While the present invention has been described with reference to preferred embodiment, it is to be understood by a person skilled in the art that the embodiment described above is merely illustrative of the technical idea of the present invention and various changes thereof can be made in the scope without departing from the technical idea of the invention. Therefore, the protection scope of the present invention should be construed not by what is described in the specific embodiment, but by what is claimed in the patent claims, and all technical ideas within the equivalent scope of the same should be also construed as being included in the scope of the right of the present invention.

EXPLANATION OF REFERENCE NUMERAL

100: output tube

200: first adjusting valve

300: second adjusting valve

400: negative pressure generator

500: positive pressure generator

600: control unit

700: pressure sensor

800: temperature sensor

R: ink reservoir

Claims

1. A pressure adjusting device of an inkjet printer comprising:

an output tube which is connected to an ink reservoir;

at least one pressure generator which is capable of changing the pressure in the ink reservoir;

an adjusting valve which is positioned between the pressure generator and the output tube;

a control unit which controls the adjusting valve to control an output pressure;

a pressure sensor which measures pressure information which is output to the output tube so that the control unit is capable of adjusting the adjusting valve; and

a temperature sensor which measures temperature information so that the control unit is capable of performing a temperature correction with respect to the pressure information measured at the pressure sensor.

2. The pressure adjusting device of an inkjet printer according to claim 1,

wherein the temperature sensor measures a temperature around the pressure sensor.

3. The pressure adjusting device of an inkjet printer according to claim 1,

wherein the pressure generator includes a negative pressure generator which generates a negative pressure and a positive pressure generator which generates a positive pressure,

wherein the adjusting valve includes a first adjusting valve which is connected to a side of the negative pressure generator and a second adjusting valve which is connected to a side of the positive pressure generator, and

wherein the output tube is branched to be connected to the first adjusting valve and the second adjusting valve, respectively.

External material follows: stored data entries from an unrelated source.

PR #6580, opened 2022-11-30
Microtonality for SF2Player

LostRobotMusic:
SF2Player in its current state rounds microtuned notes to the closest 12EDO note, which obviously isn't desired behavior.  This PR makes use of `fluid_synth_activate_key_tuning` in order to adjust the number of cents each note is from MIDI note 0, to match the Hz of every note to the desired value.

### DIFF
--- a/plugins/Sf2Player/Sf2Player.cpp
+++ b/plugins/Sf2Player/Sf2Player.cpp
@@ -549,7 +549,6 @@ void Sf2Instrument::updateTuning()
 {
 	if (instrumentTrack()->microtuner()->enabledModel()->value())
 	{
-		int baseNote = instrumentTrack()->baseNoteModel()->value();
 		double * centArray = new double[128];
 		double lowestHz = powf(2.f, -69.f / 12.f) * 440.f;// Frequency of MIDI note 0, which is approximately 8.175798916 Hz
 		for (int i = 0; i < 128; ++i)
--- a/plugins/Sf2Player/Sf2Player.cpp
+++ b/plugins/Sf2Player/Sf2Player.cpp
@@ -644,6 +644,7 @@ void Sf2Instrument::reloadSynth()
 	updateReverbOn();
 	updateChorusOn();
 	updateGain();
+	updateTuning();
 
 	// Reset last MIDI pitch properties, which will be set to the correct values
 	// upon playing the next note
--- a/plugins/Sf2Player/Sf2Player.cpp
+++ b/plugins/Sf2Player/Sf2Player.cpp
@@ -183,12 +183,13 @@ Sf2Instrument::Sf2Instrument( InstrumentTrack * _instrument_track ) :
 	connect( &m_chorusDepth, SIGNAL( dataChanged() ), this, SLOT( updateChorus() ) );
 	
 	// Microtuning
-	connect(Engine::getSong(), SIGNAL(scaleListChanged(int)), this, SLOT(updateTuning()));
-	connect(Engine::getSong(), SIGNAL(keymapListChanged(int)), this, SLOT(updateTuning()));
-	connect(instrumentTrack()->microtuner()->enabledModel(), SIGNAL(dataChanged()), this, SLOT(updateTuning()), Qt::DirectConnection);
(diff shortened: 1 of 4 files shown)


plugins/Sf2Player/Sf2Player.cpp
```diff
@@ -537,6 +545,39 @@ void  Sf2Instrument::updateChorus()
...
+		double lowestHz = powf(2.f, -69.f / 12.f) * 440.f;// Frequency of MIDI note 0, which is approximately 8.175798916 Hz
+		for (int i = 0; i < 128; ++i)
+		{
+			// Get desired Hz of note
+			centArray[i] = instrumentTrack()->microtuner()->keyToFreq(i, DefaultBaseKey);
+			// Convert Hz to cents
+			centArray[i] = 1200.f * log2(centArray[i] / lowestHz);
+		}
+		
+		fluid_synth_activate_key_tuning(m_synth, 0, 0, "", centArray, true);
```
sakertooth, line 562: I forgot to mention changing this as well.
```suggestion
		fluid_synth_activate_key_tuning(m_synth, 0, 0, "", centArray.data(), true);
```

sakertooth (changes requested):

plugins/Sf2Player/Sf2Player.cpp
```diff
@@ -622,18 +663,19 @@ void Sf2Instrument::playNote( NotePlayHandle * _n, sampleFrame * )
...
 
 	const f_cnt_t tfp = _n->totalFramesPlayed();
+	
+	int masterPitch = instrumentTrack()->useMasterPitchModel()->value() ? Engine::getSong()->masterPitch() : 0;
+	int baseNote = instrumentTrack()->baseNoteModel()->value();
+	int midiNote = _n->midiKey() - baseNote + DefaultBaseKey + masterPitch;
 
-	if( tfp == 0 )
+	// out of range?
+	if( midiNote <= 0 || midiNote >= 128 )
```
DomClark, line 672: Not originally in scope, but while you're touching this bit of code, you could fix the range check to allow playing C-1:
```suggestion
	if (midiNote < 0 || midiNote >= 128)
```

plugins/Sf2Player/Sf2Player.cpp
```diff
@@ -537,6 +545,38 @@ void  Sf2Instrument::updateChorus()
...
+		double lowestHz = powf(2.f, -69.f / 12.f) * 440.f;// Frequency of MIDI note 0, which is approximately 8.175798916 Hz
+		for (int i = 0; i < 128; ++i)
+		{
+			// Get desired Hz of note
+			centArray[i] = instrumentTrack()->microtuner()->keyToFreq(i, DefaultBaseKey);
+			// Convert Hz to cents
+			centArray[i] = 1200.f * log2(centArray[i] / lowestHz);
+		}
+		
+		fluid_synth_activate_key_tuning(m_synth, 0, 0, "", centArray.data(), true);
```
DomClark, line 562: These tuning functions were introduced in FluidSynth 1.1.0, so the minimum required version in the root `CMakeLists.txt` should be bumped.

plugins/Sf2Player/Sf2Player.cpp
```diff
@@ -537,6 +545,38 @@ void  Sf2Instrument::updateChorus()
...
+	{
+		auto centArray = std::array<double, 128>{};
+		double lowestHz = powf(2.f, -69.f / 12.f) * 440.f;// Frequency of MIDI note 0, which is approximately 8.175798916 Hz
+		for (int i = 0; i < 128; ++i)
+		{
+			// Get desired Hz of note
+			centArray[i] = instrumentTrack()->microtuner()->keyToFreq(i, DefaultBaseKey);
+			// Convert Hz to cents
+			centArray[i] = 1200.f * log2(centArray[i] / lowestHz);
+		}
```
DomClark, line 560: It seems a bit odd to store everything as `double`s, but do the computation with `float`s. I would remove the `f` suffixes from the literals, and use `std::pow` instead. Also, I think it would be clearer to use a temporary variable for the note frequency, rather than using `centArray[i]` for two different things.

DomClark (commented):
A few more things I didn't spot the first time through - sorry for dragging this out.

DomClark (approved):

PhysSong (approved):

4. The pressure adjusting device of an inkjet printer according to claim 3,

wherein the pressure sensor measures a pressure at a point where the output tube is not branched.

5. A pressure adjusting device which is connected to an ink reservoir through a tube to adjust an internal pressure of the ink reservoir comprises:

a control unit which controls a pressure output from the pressure adjusting device;

a pressure sensor which measures a pressure in the pressure adjusting device so as to provide pressure information to the control unit; and

a temperature sensor which measures temperature information in the pressure adjusting device so that the control unit performs temperature correction with respect to the pressure information measured at the pressure sensor.

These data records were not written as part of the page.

PR #6583, opened 2022-12-06
Fix unwanted scrolling when changing track name

### LINKED ISSUE #6343: Unwanted scroll when changing a track name in the Song-Editor and Pattern-Editor
### Bug Summary
When the Song-Editor has more tracks that those visible and you change the name of a track that is close to the end of the window, an unwanted scroll is produced. That happens also with Pattern-Editor. It happens also if you enter <ESC> without changing the track name.

#### Steps to reproduce
Identified while testing #6338 
You can load the project on #6334 and change the name of "Sandpaper Jam" track And track "Snr_snap" in Pattern-Editor

#### Expected behavior
Just a track rename.

#### Actual behavior
The track rename is ok but there is an unwanted scroll.

#### Screenshot
See attached image

#### Affected LMMS versions
Tested on various 1.3.*

unwanted-scroll-bug

sakertooth:
When changing the track name in the Song Editor, ``m_renameLineEdit`` gains focus and subsequently hides without losing focus after the track has been renamed. This causes the scroll area in the Song Editor to unnecessarily jump to the track that was renamed. To prevent this, ``m_renameLineEdit`` should lose focus before hiding.

Fixes #6343.

### DIFF
--- a/src/gui/tracks/TrackLabelButton.cpp
+++ b/src/gui/tracks/TrackLabelButton.cpp
@@ -105,6 +105,7 @@ void TrackLabelButton::renameFinished()
 {
 	if( !( ConfigManager::inst()->value( "ui", "compacttrackbuttons" ).toInt() ) )
 	{
+		m_renameLineEdit->clearFocus();
 		m_renameLineEdit->hide();
 		if( m_renameLineEdit->text() != "" )
 		{


superpaik:
It works as described (Tested on Minwin64-Win10)
However, there is one side-effect that maybe can be addressed. That is when the last row is not fully visible. See attached gif. It happens also for the first row. 
To me, the expected behaviour would be a jump, just when the row gains focus, up or down, to make it visible.
Test#6583

sakertooth:
> To me, the expected behaviour would be a jump, just when the row gains focus, up or down, to make it visible.

If you ever needed to edit the last row when it is not fully visible, the user can simply scroll to get it in view. I would say that the original situation of scrolling to something that is already in view can be a bit unwanted and unnecessary, but having it only scroll on the last row may be unnecessary as well.

superpaik:
I think it's better as it is now, because before there were an expected jump of 3 (i think) rows.
I agree with you that the user can scroll to make the row in view. I was only suggesting if by the look at the code you could easily make that last (or first) row visible. But I know that it's not always easy to implement.
So, LGTM.

DomClark (approved):

zonkmachine (approved):
Tested, works well. I prefer this over the current behaviour.

sakertooth:
> Tested, works well. I prefer this over the current behaviour.

Great. Anyone willing to merge this?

6. The pressure adjusting device according to claim 5,

wherein two or more pressure sensors are installed, and

wherein the temperature sensors are provided with respect to the two of more pressure sensors, respectively.

7. A control method of a pressure adjusting device which is connected to an ink reservoir by a tube to adjust an internal pressure of the ink reservoir, comprising:

controlling an output pressure of the pressure adjusting device based on a pressure in the pressure adjusting device; and

performing a correction according to a temperature in the pressure adjusting device with respect to the pressure in the pressure adjusting device to control the output pressure.